橋本健二の居酒屋考現学

2016-06-18

classingkenji2016-06-18

[]「鉄鍋キッチン ロティット」

今日は、近所のフレンチへ。フレンチといっても、鉄鍋を使った料理がメインで、まあ家庭料理だろう。

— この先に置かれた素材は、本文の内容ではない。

PR #40, opened 2018-04-25
OEUI-85: implement actions and reducers to discontinue an order

zeze111:
[OEUI-85: Implement actions and reducers to discontinue an order](https://issues.openmrs.org/browse/OEUI-85)

### SUMMARY:

This is a sub-task to implement all actions and reducers related discontinuing/deleting an order


app/js/reducers/discontinueOrderReducer.js
```diff
@@ -0,0 +1,31 @@
+import {
+  DISCONTINUE_ORDER_FAILURE,
+  DISCONTINUE_ORDER_SUCCESS,
+  DISCONTINUE_ORDER,
```
Betty-Kebenei: @zeze111 I haven't seen added under actionTypes or used anywhere.

zeze111: thanks, must have missed it when I was removing it from my implementation

app/js/actions/discontinueOrder.js
```diff
@@ -0,0 +1,39 @@
...
+  type: DISCONTINUE_ORDER_SUCCESS,
+});
+
+export const discontinueOrderFailure = error => ({
+  type: DISCONTINUE_ORDER_FAILURE,
+  error,
+});
+
+
+export const discontinueOrder = (ordersPayload, patientUuid, careSetting) => (dispatch) => {
```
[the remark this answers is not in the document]
zeze111: Got it, thanks

app/js/reducers/discontinueOrderReducer.js
```diff
@@ -0,0 +1,30 @@
...
+];
+
+export default (state = initialState, action) => {
+  switch (action.type) {
+    case DISCONTINUE_ORDER_SUCCESS:
+      return {
+        ...state,
+        activeOrders: state.activeOrders,
+        pastOrders: state.pastOrders,
+        loading: action.status,
```
larrystone: I can notice some code duplication here. state already contains activeOrders and pastOrders so I guess there is no need spreading them into the state. More like:
{
...state, loading: action.status
}

app/js/actions/discontinueOrder.js
```diff
@@ -0,0 +1,39 @@
...
+    .then(() => {
+      dispatch(
+        discontinueOrderSuccess(),
+        loading(DISCONTINUE_ORDER_SUCCESS, false),
+      );
+    }).catch((error) => {
+      dispatch(loading(DISCONTINUE_ORDER_FAILURE, false));
+
+      if (error.response) {
+        dispatch(discontinueOrderFailure(error));
```
larrystone: I feel sending the entire error object might be too verbose. Please consider `error.response` instead

app/js/reducers/discontinueOrderReducer.js
```diff
@@ -0,0 +1,30 @@
...
+      };
+    case DISCONTINUE_ORDER_FAILURE:
+      return {
+        ...state,
+        error: action.error,
+      };
+    default:
+      return state;
+  }
```
larrystone: I can't seem to find case for the Loading reducer... `LOADING_DISCONTINUE_ORDER_FAILURE`. Is this intentional?

zeze111: I don't have that as an action type because of the general loader, so if you look at the 2 switch cases, you'll see where they were used

PR #44, opened 2018-04-27
OEUI-46: Free text form styling and validation

Betty-Kebenei:
# **JIRA TICKET NAME:**

[OEUI-46: Free text form styling and validation](https://issues.openmrs.org/projects/OEUI/issues/OEUI-46)

## **SUMMARY:**
- Style the free text form to be consistent with the standard
dosing form.
- Display the dispense fields only if the caresetting is for
outpatient.
- Validate the free text form


app/js/components/orderEntry/addForm/AddForm.jsx
```diff
@@ -217,19 +217,22 @@ export class AddForm extends React.Component {
 
     if (Object.values(this.state.fieldErrors).includes(true)) return true;
```
larrystone: Have you tried `return Object.values(this.state.fieldErrors).includes(true)`?
I think it will give us the same result

app/js/components/orderEntry/addForm/AddForm.jsx
```diff
@@ -217,19 +217,22 @@ export class AddForm extends React.Component {
...
 
-    else if (duration && !durationUnit) return true;
-
-    else if ((this.props.careSetting.display === 'Outpatient') &&
+    else if (this.state.formType === 'Standard Dosage') {
+      if (duration && !durationUnit) return true;
```
larrystone: Same here...Basically, we can remove all the switch statement and replace with return statements.

app/js/components/orderEntry/addForm/AddForm.jsx
```diff
@@ -217,19 +217,22 @@ export class AddForm extends React.Component {
...
-
-    else if ((this.props.careSetting.display === 'Inpatient') &&
-    !(dose && dosingUnit && frequency && route)) return true;
-
+      else if ((this.props.careSetting.display === 'Inpatient') &&
+      !(dose && dosingUnit && frequency && route)) return true;
+    } else if ((this.state.formType === 'Free Text')) {
+      if ((this.props.careSetting.display === 'Outpatient') &&
+      !(dispensingQuantity &&
+        dispensingUnit)) return true;
```
larrystone: Please look into these lines, I guess it can be improved....

app/js/components/orderEntry/addForm/AddForm.jsx
Betty-Kebenei: If I use the return statement there, all the other code below will not be reachable.

larrystone: Well, I think your code will also make the lines after it unreachable when the condition is true. return statements generally block the execution of the statements after them

Betty-Kebenei: @larrystone With the way this is implemented it is working okay because of the condition `if` but using what you have suggested makes the code unreachable because the condition is removed.

app/js/components/orderEntry/addForm/AddForm.jsx
```diff
@@ -215,23 +215,30 @@ export class AddForm extends React.Component {
...
+      )) return true;
+      else if ((this.props.careSetting.display === 'Inpatient') &&
+      !(dose && dosingUnit && frequency && route)) return true;
+    } else if (this.state.formType === 'Free Text') {
+      if ((this.props.careSetting.display === 'Outpatient') &&
+      !(drugInstructions && dispensingQuantity && dispensingUnit)) return true;
+      else if ((this.props.careSetting.display === 'Inpatient') &&
+      !(drugInstructions)) return true;
+    }
     return false;
```
mogoodrich: Generally by OpenMRS convention we also put brackets around if and else blocks... 

https://stackoverflow.com/questions/2125066/is-it-bad-practice-to-use-an-if-statement-without-brackets

Betty-Kebenei: @mogoodrich Thank you, will fix that

PR #63, opened 2018-05-11
OEUI-100: Checking the existence of encounter role

larrystone:
## **JIRA TICKET NAME:**
[OEUI-100: Checking the existence of encounter type.](https://issues.openmrs.org/browse/OEUI-100)

### SUMMARY:
This entails checking whether the encounter role whose name was set as a global property exists. If this encounter role does not exist then a user should get an error message on loading the drug order page.

This handle logic for validating proper and complete setup of the encounterRole configurations and notifies the user if not.
i.e `if return axiosInstance.get(encounterrole?q=${value})` is not successful, then an error is displayed like for *Configuration for encounterRole is incomplete*

### DIFF
--- a/app/js/reducers/settingEncounterRoleReducer.js
+++ b/app/js/reducers/settingEncounterRoleReducer.js
@@ -17,8 +17,6 @@ const settingEncounterRoleReducer = (
       return { ...state, isLoading: action.status };
     case SETTING_ENCOUNTER_ROLE_FAILURE:
       return { ...state, roleError: action.error };
-    case NETWORK_ERROR:
-      return { ...state, roleError: action.error };
     default:
       return state;
   }
--- a/tests/actions/settingEncounterRole.test.js
+++ b/tests/actions/settingEncounterRole.test.js
@@ -9,7 +9,11 @@ import {
     SETTING_ENCOUNTER_ROLE_LOADING,
 } from '../../app/js/actions/actionTypes';
 
-describe ('Get the encounterRole configuration actions', () => {
+jest.mock('../../app/js/actions/encounterRole', () => ({
+    fetchEncounterRole: (value) => jest.fn()
+}));
+
+describe('Get the encounterRole configuration actions', () => {
     it('should create an action to store fetched configuration', () => {
         const configuration = 'order entry';
         const expectedAction = {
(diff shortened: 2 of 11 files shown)


fuchodeveloper:
Please look into the failing tests.

larrystone:
Thanks @hadijahkyampeire and @fuchodeveloper. I have fixed the test

tests/actions/settingEncounterRole.test.js
```diff
@@ -45,8 +46,33 @@ describe ('Get the encounterRole configuration actions', () => {
...
+            const store = mockStore({ setting: {}});
+
+            return store.dispatch(getSettingEncounterRole()).then(() => {
+                const dispatchedActions = store.getActions();
+                const dispatchedActionTypes = dispatchedActions.map(action => action.type);
+                expect(dispatchedActionTypes).toEqual(expectedActions);
+            });
+        });
+
+        it ('should dispatch `SETTING_ENCOUNTER_ROLE_SUCCESS` with empty results', () => {
```
flacode: @larrystone, I dont see `SETTING_ENCOUNTER_ROLE_SUCCESS` in the expected actions.

tests/actions/settingEncounterRole.test.js
```diff
@@ -7,6 +7,7 @@ import {
     SETTING_ENCOUNTER_ROLE_SUCCESS,
     SETTING_ENCOUNTER_ROLE_FAILURE,
     SETTING_ENCOUNTER_ROLE_LOADING,
+    FETCH_ENCOUNTER_ROLE_LOADING,
```
flacode: @larrystone, in my opinion, testing `FETCH_ENCOUNTER_ROLE` in this file makes this an integrated test instead of a unit test. You could think of mocking the fetchEncounterole action.

tests/actions/settingEncounterRole.test.js
larrystone: Oh, my bad, the implementation logic is that it should throw a failure if an empty result was returned when fetching SETTING_ENCOUNTER_ROLE. I will update the test case description accordingly. Thanks

tests/actions/settingEncounterRole.test.js
larrystone: Thanks for bringing this up. I have fixed this

app/js/reducers/settingEncounterRoleReducer.js
```diff
@@ -17,8 +17,6 @@ const settingEncounterRoleReducer = (
       return { ...state, isLoading: action.status };
     case SETTING_ENCOUNTER_ROLE_FAILURE:
       return { ...state, roleError: action.error };
-    case NETWORK_ERROR:
```
dkayiwa: Do you mind explaining a bit how removing the network error lines is related to the work for this ticket?

larrystone: Actually, it doesn't directly have anything to with this ticket but having to refactor the test for this file made me realise that this line was not been used anywhere and therefore unnecessary, hence the need to remove it.

PR #71, opened 2018-05-15
OEUI-99: Update action test files to improve the codebase test coverage

flacode:
### JIRA TICKET NAME 
[OEUI-99: Update action test files to improve the codebase test coverage](https://issues.openmrs.org/browse/OEUI-99)

## Summary:
- Add missing test files for action creators.
- Updating existing test files to improve the test coverage for action creators.


app/js/actions/careSetting.js
```diff
@@ -6,17 +6,17 @@ import axiosInstance from '../config';
 import networkError from './networkError';
 import loading from './loading';
 
-const fetchPatientCareSettingActionCreator = patientCareSetting => ({
+export const fetchPatientCareSettingActionCreator = patientCareSetting => ({
```
hadijahkyampeire: Looks good, though I have a recommendation, what if you do all exports once at the end of the file, imagine when many action creators are added and the export word is repeating itself.

flacode: @hadijahkyampeire, thank you for your observation. I think it is a matter of preference and consistency with the rest of the files in the project.

hadijahkyampeire: ok

tests/actions/orderEntryActions.test.js
```diff
@@ -61,14 +61,42 @@ describe ('Order entry configuration actions', () => {
             });
         });
 
-        it ('should dispatch `FETCH_ORDER_CONFIG_FAILURE` after an error', () => {
+        it ('should dispatch `FETCH_ORDER_CONFIG_FAILURE` if status is not 200', () => {
             moxios.wait(() => {
                 const request = moxios.requests.mostRecent();
                 request.respondWith({
+                    status: 204,
```
fuchodeveloper: You have a status of `204` but dispatching a failure.
Could you have a look at this resource for the 204 status code - [link](https://httpstatuses.com/204)

tests/actions/orderEntryActions.test.js
```diff
@@ -61,14 +61,42 @@ describe ('Order entry configuration actions', () => {
...
+                expect(dispatchedActionTypes).toEqual(expectedActions);
+            });
+        });
+
+
+        it ('should dispatch `FETCH_ORDER_CONFIG_FAILURE` after an error', () => {
+            moxios.wait(() => {
+                const request = moxios.requests.mostRecent();
+                request.reject({
                     status: 401,
```
fuchodeveloper: Here you have the same error dispatch but a status of `401`

tests/actions/pastOrders.test.js
```diff
@@ -1,36 +1,76 @@
...
+    };
+    const store = mockStore({});
+    await store.dispatch(getPastOrders(limit, startIndex, patientUuid, careSetting))
+      .then(() => {
+        expect(store.getActions()).toEqual(expect.arrayContaining([expect.objectContaining(expectedActions)]));
+      });
+    done();
+  });
+
+  it('should respond to an error', async (done) => {
```
fuchodeveloper: Would be helpful if you specify the error expected.

package.json
```diff
@@ -18,6 +18,7 @@
     "deep-freeze": "0.0.1",
     "eslint-config-airbnb-base": "^12.1.0",
     "lodash": "^4.17.5",
+    "npm": "^6.0.0",
```
humanityjs: Why do you have npm as a dependency?

fuchodeveloper:
Good job @flacode 
Please look into the comments.

tests/actions/orderEntryActions.test.js
flacode: The action creator throws an error when the status code is not equal to 200. So since 204 is for the successful request without content, I decided to use it in my tests.

tests/actions/orderEntryActions.test.js
flacode: 401 is the status code for unauthorized and axios catches this as an error explaining the error dispatch.

tests/actions/pastOrders.test.js
flacode: noted.

tests/actions/orderEntryActions.test.js
fuchodeveloper: Okay.
If the expected action is an error, would it not be better to use a status code that more clearly shows this? 
`20*` status codes might not be the most appropriate in this situation.

flacode: The expected action corresponds to a success code that is not 200. The error is thrown by the action, not the API.

tests/actions/orderEntryActions.test.js
fuchodeveloper: If this error occurs due to unauthorized access, could you indicate this in the `it` description?
This would help make it clearer.

tests/actions/orderEntryActions.test.js
fuchodeveloper: Just for more clarity.
A `204` status code means that there was not a failure in the action dispatch, rather it was successful but there is no content. This is quite different from what the `it` description in this test specifies.

humanityjs: @flacode . I guess what @fuchodeveloper is saying is that a normal `axios` request will resolve a response with a status code of `204`. It won't be rejected and hence it won't go to the `catch` block. Your implementation might be right if you don't have a say over the status code coming from the API and all of that. But you should use a more precise status code if you can. 

And if you ask me, in this case (since I'm fetching data), I'll return a status `200` and an empty array and handle that in my `actionCreator`.

package.json
```diff
@@ -54,9 +54,9 @@
     "enzyme-to-json": "^3.3.3",
     "eslint": "^4.19.1",
     "eslint-config-airbnb": "^16.1.0",
-    "eslint-plugin-import": "^2.9.0",
+    "eslint-plugin-import": "^2.11.0",
     "eslint-plugin-jsx-a11y": "^6.0.3",
-    "eslint-plugin-react": "^7.7.0",
+    "eslint-plugin-react": "^7.8.2",
```
zeze111: why did you upgrade the eslint versions?

tests/actions/orderEntryActions.test.js
flacode: @humanityjs, I agree with you. But how else would I test this async action? 
`return axiosInstance.get(`orderentryconfig?v=custom:(uuid,display)`)
    .then((response) => {
      if (response.status !== 200) {
        throw Error(response.statusText);
      }
      dispatch(loading('FETCH_ORDER_CONFIG', false));
      return response;
    })
    .then(response => dispatch(fetchConfigurationsSuccess(response.data)))
    .catch((error) => {
      dispatch(loading('FETCH_ORDER_CONFIG', false));
      dispatch(fetchConfigurationsFailure(error));
    });`

tests/actions/orderEntryActions.test.js
flacode: noted, thank you.

package.json
flacode: That from running npm install as I was setting up on a new machine.

tests/actions/pastOrders.test.js
```diff
@@ -1,36 +1,76 @@
...
-  LOAD_PAST_ORDERS_FAILURE
+  LOAD_PAST_ORDERS_FAILURE,
+  NETWORK_ERROR
 } from '../../app/js/actions/actionTypes';
 import { getPastOrders } from '../../app/js/actions/pastOrders';
 
-window.location = locationMock;
-
-const uuid = '761d8414-6cb4-4456-be4f-232e6f819e06';
+const limit = 10;
```
Betty-Kebenei: @flacode I would suggest you make use of the mockData file

flacode: @Betty-Kebenei, could you please help me understand this.

dkayiwa: @Betty-Kebenei do you mind helping her understand that? 😊

PR #84, opened 2018-05-22
OEUI-128: Correct tooltips with incorrect labels

fuchodeveloper:
## JIRA TICKET NAME

[OEUI-128:  Correct tooltips with incorrect labels](https://issues.openmrs.org/browse/OEUI-128)

## SUMMARY:
The wording for some tooltips does not correspond to what the buttons actually do.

鴨肉と豚肉田舎風パテ(八八〇円)は、稠密テクスチュアで濃厚な味。ホタテトリュフスフレオムレツ一二〇〇円)は、トリュフ香りが素晴らしいが、トリュフが均一に分散していないので、場所によってずいぶん味が違う。お勧めらしい牛ハラミマッシュポテト鉄板ステーキ(一八六〇円)は、まあ普通の味。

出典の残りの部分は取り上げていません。